## Task to complete:
Going through the entries below, count each line that holds "allocations" and give only the total.

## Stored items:
<<<<

PR #30, opened 2021-04-12
Use PLABs for old gen allocations, including promotions.

bernd-aws:
Introducing a 3rd kind of LAB for generational mode: "PLAB".

Shenandoah already has TLABs and GCLABs. The latter pertain firmly to young gen and allocations in old gen are so far always shared allocations, without LAB. With this PR, old gen allocations go through LABs as well and we separate those from the other two kinds. In other words, each generation has its separate GC-decicated LAB. 

When not in generational mode, GCLABs work as before and PLABs are never used.

The new diagnostic flag -XX:-ShenandoahUsePLAB can be used to turn off PLAB use, so that all old gen allocations are shared as before this PR. By default PLABs will be used.

Note that In source code, the type of both GCLABs and PLABs is "PLAB*", sonce GCLABs already had that type, but variable references and other value-level identifiers are consistently named "gclab" and "plab".

In ShenandoahFreeSet::allocate_single() there is a notable additional change that can easily be reverted if needed. Instead of fitting the intended allocation into any free or occupied region that can hold it, we now search for an occupied region in the same generation first, before considering free regions. The idea is to pack regions more densely as long as they have space left. This provides more opportunity for region borrowing between generations, should the need arise. For single-generational Shenandoah, it should not make a huge difference, right? Or is it crucial to find any free slot hit in that search loop ASAP?

Full collections need to set empty/trash regions that they compact into to non-FREE. For now, they will be made "YOUNG". (See the second commit.)

---------
### Progress

### Reviewers

### Reviewing

Checkout this PR locally: \
`$ git fetch https://git.openjdk.java.net/shenandoah pull/30/head:pull/30` \
`$ git checkout pull/30`

`$ git checkout pull/30` \
`$ git pull https://git.openjdk.java.net/shenandoah pull/30/head`

</details>

Checkout this PR locally: \
`$ git pr checkout 30`

`$ git pr show -t 30`

</details>

<a href="https://git.openjdk.java.net/shenandoah/pull/30.diff">https://git.openjdk.java.net/shenandoah/pull/30.diff</a>

</details>

### DIFF
--- a/src/hotspot/share/gc/shenandoah/shenandoahFreeSet.cpp
+++ b/src/hotspot/share/gc/shenandoah/shenandoahFreeSet.cpp
@@ -423,11 +423,9 @@ void ShenandoahFreeSet::flip_to_gc(ShenandoahHeapRegion* r) {
   }
   assert_bounds();
 
-  shenandoah_assert_heaplocked();
-  try_recycle_trashed(r);
-
-  assert(r->is_empty(), "Region must be empty after flipping from mutator to GC.");
-  r->set_affiliation(FREE);
+  // We do not ensure that the region is no longer trash,
+  // relying on try_allocate_in(), which always comes next,
+  // to recycle trash before attempting to allocate anything in the region.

>>>>

## Reply:
3